By Joseph A. Giannone

NEW YORK (Reuters) - A campaign by a tiny brokerage to force Wall Street watchdog FINRA to open its books lives on after a judge denied the regulator's request for dismissal.

Judge John Mott of District of Columbia Superior Court ruled on February 3 that the Financial Industry Regulatory Authority is not entitled to immunity and that Amerivet Securities may proceed with its lawsuit.

The California firm sued FINRA, a private company that regulates broker-dealers, in 2009 to provide more disclosure of its finances, executive pay and other issues.

Amerivet submitted seven proxy proposals, on these and other issues, that were overwhelmingly approved by FINRA members in its annual meeting last year. FINRA's board did not implement any of the nonbinding proposals, although it agreed to more fully disclose compensation for top executives.

A court hearing is scheduled for March 4 in Washington, Amerivet's attorney, William Anderson, said.

A FINRA spokeswoman declined to comment.

"Problems at FINRA persist: organizational transparency is practically nonexistent, the FINRA ombudsman is all but a joke, FINRA executives and board seem to operate without accountability, and there has been no reform with respect to executive compensation," Amerivet President Elton Johnson wrote in a letter dated February 7 to FINRA's 4,700 member firms.

Johnson, a lieutenant colonel in the U.S. Army Reserve, is scheduled to begin his third tour of duty in Afghanistan in the next two weeks. He was not immediately available to comment.


FINRA is not a household name but wields great power as Wall Street's self-regulatory organization. Its former chief executive, Mary Schapiro, took over as chairman of the Securities and Exchange Commission. Another former FINRA executive, Elisse Walter, is an SEC commissioner.

Johnson complained that FINRA has performed poorly as a cop on the beat, noting in particular its failure to catch the massive Bernard Madoff Ponzi scheme or to slow the excesses of the great credit bubble that led to the 2008 financial crisis.

At the same time, Johnson says the regulator's officers are overpaid. Schapiro, he noted, received $7.6 million in retirement benefits and a bonus of $1.3 million in 2008.

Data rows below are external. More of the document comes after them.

PR #9385, opened 2025-10-30
vkWaitForFences() must be called with the read-lock held

pixelflinger:


poweifeng (approved):

filament/backend/src/vulkan/VulkanAsyncHandles.cpp
```diff
@@ -74,7 +72,8 @@ FenceStatus VulkanCmdFence::wait(VkDevice device, uint64_t const timeout,
     }
 
     if (status == VK_SUCCESS) {
-        std::lock_guard const l(mLock);
+        rl.unlock();
+        std::lock_guard const wl(mLock);
         mStatus = status;
         return FenceStatus::CONDITION_SATISFIED;
     }
```
z3moon, line 79: There might be a race condition here you may want to avoid.

e.g., if cancel() is called while the other thread is blocked in vkWaitForFences(), and it returns VK_SUCCESS, the cancel() call, which was waiting for this lock to be freed, may squeeze in between `rl.unlock();` and `std::lock_guard const wl(mLock);`. This wil ignore the cancellation request.

If the cancel() should be honored. I think this block should check if a cancellation was issued after the lock_guard, something like

```
        if (mCanceled) {
            return FenceStatus::ERROR;
        }
        mStatus = status;
        return FenceStatus::CONDITION_SATISFIED;
```

pixelflinger: yesh but I think it doesn't matter because we'll return CONDITION_SATISFIED, so it's one or the other code is correct.

PR #9388, opened 2025-10-31
Guard MonotonicRingMap.MonotonicityDeathTest with GTEST_HAS_DEATH_TEST

poweifeng:


libs/utils/test/test_MonotonicRingMap.cpp
```diff
@@ -127,7 +127,7 @@ TEST(MonotonicRingMap, FindAfterWrapAround) {
     ASSERT_NE(nullptr, map.find(80));
 }
 
-#if !defined(NDEBUG)
+#if !defined(NDEBUG) && defined(GTEST_HAS_DEATH_TEST)
```
z3moon, line 130: do we want to remove silent warnings? what is the context of this change?

pixelflinger (approved):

The SEC recently approved a rule requiring U.S. companies give shareholders a non-binding vote on executive pay.

By contrast, Johnson wrote, FINRA's board last year declined to adopt Johnson's "say on pay" proposal.

"The management and regulatory failures at the SEC and FINRA need to be addressed," he said. "I suggest that they be required to live by the same stringent code that they are supposed to enforce."

Johnson said he intended to submit a new round of proxy proposals to adopt "one-firm, one-vote" governance at FINRA. Currently, a few large firms have just as many votes on the regulator's board as the thousands of smaller firms.

Last year, FINRA's board considered but did not adopt the seven proxy items as proposed and approved by more than two thirds of FINRA's members.

FINRA said in October that an internal investigation found the regulators did not mishandle its $1.6 billion investment portfolio or overpay executives.